Merante Brothers Market back as Pittsburgh community staple

Photo by Elsa Buehler | Staff Writer Family-run from the start, Merante Brothers Market offers a variety of Italian imports for any taste.
Photo by Elsa Buehler | Staff Writer
Family-run from the start, Merante Brothers Market offers a variety of Italian imports for any taste.


By Elsa Buehler | Staff Writer

It’s that time of year when the question of whether or not you’re sick of campus dining is needless. Finals are approaching, FLEX is low and you find yourself trudging to Market for one of those delicious cold-cut sandwiches that we all so dearly love.

Off-campus options are limited to China Wok and Milano’s, whose monopolies reign over our great school, or the very pricey Postmates and UberEats delivery services. Now there’s one more choice to add to the list: Merante Brothers Italian American Market, which celebrated its reopening this past October.

From fresh deli options to baked goods to groceries and Italian specialty items, Merante Brothers, located at 6 Marion St., offers a tempting spread of homemade authentic Italian food, as well as many other essentials. No business within a substantial proximity to campus can compete with the quality, variety and service that Merante Brothers offers. And at just a couple of blocks from campus, the location really is ideal.

Visit Merante Brothers for yourself, and you’ll likely be greeted by Vincenzo and Marco Merante, or their father, Pasquale. Part of the appeal of the old-school market is the deep connection that the family has with the community. The Merantes seem to know everyone milling around their store, and they’re friendly and accessible to anyone else who may be shopping.
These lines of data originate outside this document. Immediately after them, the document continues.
PR #733, opened 2018-05-30
Update index.md

cormullion:
broken link

### DIFF
--- a/docs/src/index.md
+++ b/docs/src/index.md
@@ -7,7 +7,7 @@ A package for building documentation from docstrings and markdown files.
 !!! note
 
     Please read through the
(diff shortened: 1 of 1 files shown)


mortenpi:
The `/` links are the correct ones. `.html` ones were removed in January. (JuliaLang/julia#25623, 
https://github.com/JuliaLang/julia/tree/gh-pages/en/latest/manual)

But GitHub Pages has some sort of buggy caching, which means sometimes people still see the `.html` files. This has come up before. Would be great if you could help with debugging the requests. Could you run `curl` against the different links and report what it gives?

cormullion:
Yes, it works now. It's annoying when it doesn't though... :)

Merante Brothers first opened its doors in 1962 and was originally owned by brothers Italo and Salvatore Merante. Always a fully family-owned business, the market has been well-known to the Uptown Pittsburgh community since its original opening.

Though they specialize in all kinds of Italian food, Merante Brothers is particularly known for its homemade Italian hot sausage. The store remained fully operational until the 90s, when the Merantes sold only sausage. In 2000, Merante Brothers officially closed.

Photo by Elsa Buehler | Staff Writer
Among other food items in Merante Brothers Market, Italian meats and cheese products are up for sale.

According to Marco Merante, before the reopening, his father Pasquale was a plumber by trade, so the renovations for the market were just another family project. Lots of hard work transformed a couple of storefronts already owned by the family into one big market space, completely unrecognizable to many as the same Merante Brothers Market.

The Merantes have designed a brand new full menu, which they are excited to showcase. Some items are offered on a daily basis, but they recommend checking in on their daily specials, which are sure to impress.

Two and a half months after the reopening, the market is bustling with new customers, as well as ones who have known the Merante family for more than 40 years.

Marco Merante says that “everything sells,” but lists eggplant parmesan, pepperoni bread, soup, chili, pasta salad, meatballs and fresh baked goods as just a few favorites to look out for as daily specials. Marco also makes specialty breakfast sandwiches as part of his “secret menu.” (The Merantes have a sign that reads, “If you don’t see it, ask for it. It’s gotta be here — somewhere,” next to a row of old family photographs). In addition, Merante Brothers offers a great selection of fresh deli, grab-and-go foods, Italian specialty items, grocery staples, candy bars and other necessities, making it a highly in-demand resource for students, just a short distance away.

Merante Brothers may be well-known to resident community members, but expansion is just as important to the market as is customer loyalty. Pasquale and his sons anticipate the opening of the new Vision and Rehabilitation Hospital on UPMC Mercy’s campus in 2020 for more customers, as well as business from Duquesne students who are desperate for a taste of home.